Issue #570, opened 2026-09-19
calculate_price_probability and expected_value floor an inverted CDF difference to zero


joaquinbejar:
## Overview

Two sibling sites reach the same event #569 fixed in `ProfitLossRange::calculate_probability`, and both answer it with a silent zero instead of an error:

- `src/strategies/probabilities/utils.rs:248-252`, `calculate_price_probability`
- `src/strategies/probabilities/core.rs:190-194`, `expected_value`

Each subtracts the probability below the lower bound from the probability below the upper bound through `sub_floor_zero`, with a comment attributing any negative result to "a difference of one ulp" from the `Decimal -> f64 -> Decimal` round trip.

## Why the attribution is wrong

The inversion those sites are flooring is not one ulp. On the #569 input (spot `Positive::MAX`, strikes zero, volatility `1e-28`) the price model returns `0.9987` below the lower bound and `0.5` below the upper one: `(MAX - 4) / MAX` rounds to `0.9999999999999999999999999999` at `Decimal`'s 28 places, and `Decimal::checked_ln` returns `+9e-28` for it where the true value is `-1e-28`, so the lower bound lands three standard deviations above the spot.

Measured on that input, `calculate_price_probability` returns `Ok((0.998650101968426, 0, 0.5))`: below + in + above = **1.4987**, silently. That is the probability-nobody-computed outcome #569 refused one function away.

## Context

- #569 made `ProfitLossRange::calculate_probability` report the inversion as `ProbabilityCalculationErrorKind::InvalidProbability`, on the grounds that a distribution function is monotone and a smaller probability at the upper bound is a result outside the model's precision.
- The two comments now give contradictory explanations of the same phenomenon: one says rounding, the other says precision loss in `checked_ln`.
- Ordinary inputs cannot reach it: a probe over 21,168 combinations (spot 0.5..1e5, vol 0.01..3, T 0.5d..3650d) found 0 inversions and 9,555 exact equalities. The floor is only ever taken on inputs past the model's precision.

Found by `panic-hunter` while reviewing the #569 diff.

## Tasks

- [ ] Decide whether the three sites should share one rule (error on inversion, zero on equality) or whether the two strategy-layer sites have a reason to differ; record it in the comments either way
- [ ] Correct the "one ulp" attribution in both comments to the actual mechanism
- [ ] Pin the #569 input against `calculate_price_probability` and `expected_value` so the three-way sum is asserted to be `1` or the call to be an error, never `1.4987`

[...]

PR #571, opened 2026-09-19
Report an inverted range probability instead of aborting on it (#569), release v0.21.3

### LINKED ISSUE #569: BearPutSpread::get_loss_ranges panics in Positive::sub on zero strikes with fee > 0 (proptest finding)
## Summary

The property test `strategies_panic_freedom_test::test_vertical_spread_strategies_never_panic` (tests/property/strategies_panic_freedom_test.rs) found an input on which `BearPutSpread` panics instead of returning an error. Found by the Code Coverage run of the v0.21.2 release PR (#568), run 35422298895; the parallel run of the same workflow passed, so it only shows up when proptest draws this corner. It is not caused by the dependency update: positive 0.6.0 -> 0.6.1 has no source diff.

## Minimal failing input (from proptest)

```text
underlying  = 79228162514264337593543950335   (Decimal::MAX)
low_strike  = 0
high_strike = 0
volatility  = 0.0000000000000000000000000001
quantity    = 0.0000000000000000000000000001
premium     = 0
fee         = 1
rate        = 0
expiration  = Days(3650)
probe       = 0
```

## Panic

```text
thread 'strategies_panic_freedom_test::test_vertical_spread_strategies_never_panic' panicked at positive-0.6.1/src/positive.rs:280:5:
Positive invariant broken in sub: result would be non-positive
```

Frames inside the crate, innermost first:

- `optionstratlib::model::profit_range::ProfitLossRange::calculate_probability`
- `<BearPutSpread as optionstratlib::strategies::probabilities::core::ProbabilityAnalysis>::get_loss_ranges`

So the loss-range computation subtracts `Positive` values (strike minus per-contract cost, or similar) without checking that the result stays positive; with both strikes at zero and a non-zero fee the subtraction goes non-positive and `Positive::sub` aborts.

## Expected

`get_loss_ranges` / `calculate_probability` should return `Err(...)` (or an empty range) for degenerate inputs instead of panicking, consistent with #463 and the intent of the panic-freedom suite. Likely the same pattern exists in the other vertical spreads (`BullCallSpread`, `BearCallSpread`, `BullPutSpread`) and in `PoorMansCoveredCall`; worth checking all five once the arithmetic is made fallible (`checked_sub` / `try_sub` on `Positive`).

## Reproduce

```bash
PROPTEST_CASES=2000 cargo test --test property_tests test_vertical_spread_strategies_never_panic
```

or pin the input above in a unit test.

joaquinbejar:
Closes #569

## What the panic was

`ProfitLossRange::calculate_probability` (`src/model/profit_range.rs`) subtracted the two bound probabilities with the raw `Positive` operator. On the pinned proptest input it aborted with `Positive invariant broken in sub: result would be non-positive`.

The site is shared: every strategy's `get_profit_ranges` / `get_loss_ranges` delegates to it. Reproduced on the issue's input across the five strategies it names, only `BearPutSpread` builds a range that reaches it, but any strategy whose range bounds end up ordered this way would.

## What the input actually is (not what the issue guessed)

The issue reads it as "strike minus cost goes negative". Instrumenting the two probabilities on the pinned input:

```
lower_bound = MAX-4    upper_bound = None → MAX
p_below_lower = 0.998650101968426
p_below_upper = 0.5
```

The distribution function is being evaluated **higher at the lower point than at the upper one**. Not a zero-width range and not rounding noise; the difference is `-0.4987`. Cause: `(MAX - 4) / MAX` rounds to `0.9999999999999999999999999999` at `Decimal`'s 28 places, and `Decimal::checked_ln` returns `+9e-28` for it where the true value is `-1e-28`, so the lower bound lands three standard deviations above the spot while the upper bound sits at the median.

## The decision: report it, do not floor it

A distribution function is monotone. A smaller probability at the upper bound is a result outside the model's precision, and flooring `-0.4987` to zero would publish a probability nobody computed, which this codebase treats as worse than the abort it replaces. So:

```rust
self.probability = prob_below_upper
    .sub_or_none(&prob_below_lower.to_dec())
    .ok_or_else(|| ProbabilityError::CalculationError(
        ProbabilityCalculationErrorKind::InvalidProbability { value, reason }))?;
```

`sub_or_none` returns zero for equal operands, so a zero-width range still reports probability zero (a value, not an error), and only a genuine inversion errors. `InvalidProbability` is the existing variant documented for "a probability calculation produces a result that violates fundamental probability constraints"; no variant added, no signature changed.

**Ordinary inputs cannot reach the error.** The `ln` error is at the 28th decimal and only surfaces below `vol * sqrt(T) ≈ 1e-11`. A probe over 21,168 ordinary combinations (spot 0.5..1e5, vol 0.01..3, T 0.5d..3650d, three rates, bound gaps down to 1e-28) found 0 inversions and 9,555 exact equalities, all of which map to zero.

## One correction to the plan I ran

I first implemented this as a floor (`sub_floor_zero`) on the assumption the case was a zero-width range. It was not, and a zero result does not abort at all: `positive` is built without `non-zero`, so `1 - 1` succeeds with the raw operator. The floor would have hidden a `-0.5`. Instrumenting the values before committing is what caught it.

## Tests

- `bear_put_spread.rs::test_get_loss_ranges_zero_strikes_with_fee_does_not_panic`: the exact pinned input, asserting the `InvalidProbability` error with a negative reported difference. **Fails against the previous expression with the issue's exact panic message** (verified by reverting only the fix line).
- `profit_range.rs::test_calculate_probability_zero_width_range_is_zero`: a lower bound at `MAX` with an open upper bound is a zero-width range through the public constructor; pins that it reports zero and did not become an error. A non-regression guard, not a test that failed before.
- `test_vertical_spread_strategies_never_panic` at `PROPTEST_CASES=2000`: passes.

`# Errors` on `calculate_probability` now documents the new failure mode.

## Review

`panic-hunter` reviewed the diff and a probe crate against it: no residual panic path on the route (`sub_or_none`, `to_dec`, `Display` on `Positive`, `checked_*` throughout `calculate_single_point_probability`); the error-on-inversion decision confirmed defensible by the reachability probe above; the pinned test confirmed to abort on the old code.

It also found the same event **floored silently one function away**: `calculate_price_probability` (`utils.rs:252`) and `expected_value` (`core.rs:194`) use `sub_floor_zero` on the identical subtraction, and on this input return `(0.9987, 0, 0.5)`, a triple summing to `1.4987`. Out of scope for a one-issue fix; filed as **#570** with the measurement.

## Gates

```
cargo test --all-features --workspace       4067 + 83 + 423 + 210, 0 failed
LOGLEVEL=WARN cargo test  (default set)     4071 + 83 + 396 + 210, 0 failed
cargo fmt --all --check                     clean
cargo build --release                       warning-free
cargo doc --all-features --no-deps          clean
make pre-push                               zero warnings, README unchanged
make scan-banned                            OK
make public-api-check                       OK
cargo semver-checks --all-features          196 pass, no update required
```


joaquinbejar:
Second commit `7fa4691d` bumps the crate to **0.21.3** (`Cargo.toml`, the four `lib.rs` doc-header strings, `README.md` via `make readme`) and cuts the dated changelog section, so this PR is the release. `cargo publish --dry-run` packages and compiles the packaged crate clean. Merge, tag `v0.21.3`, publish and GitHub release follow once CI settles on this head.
++++++
Work instruction
Determine how many lines of the records contain the word "made". Reply with the number by itself.

Output for this task
2